Data items
________________

PR #1310, opened 2023-09-25
MV2: fix opening new tab

chrmod:
fix https://github.com/ghostery/ghostery-extension/issues/1306

### DIFF
--- a/extension-manifest-v2/src/utils/utils.js
+++ b/extension-manifest-v2/src/utils/utils.js
@@ -228,7 +228,7 @@ export function getActiveTab(callback, error) {
 }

________________

→ **Task details**: This exercise asks for the line with "-228,7 +228,7 @@" and all lines after it through the end of the records above, retyped exactly and with nothing else.

→ **Solution**:
@@ -228,7 +228,7 @@ export function getActiveTab(callback, error) {
 }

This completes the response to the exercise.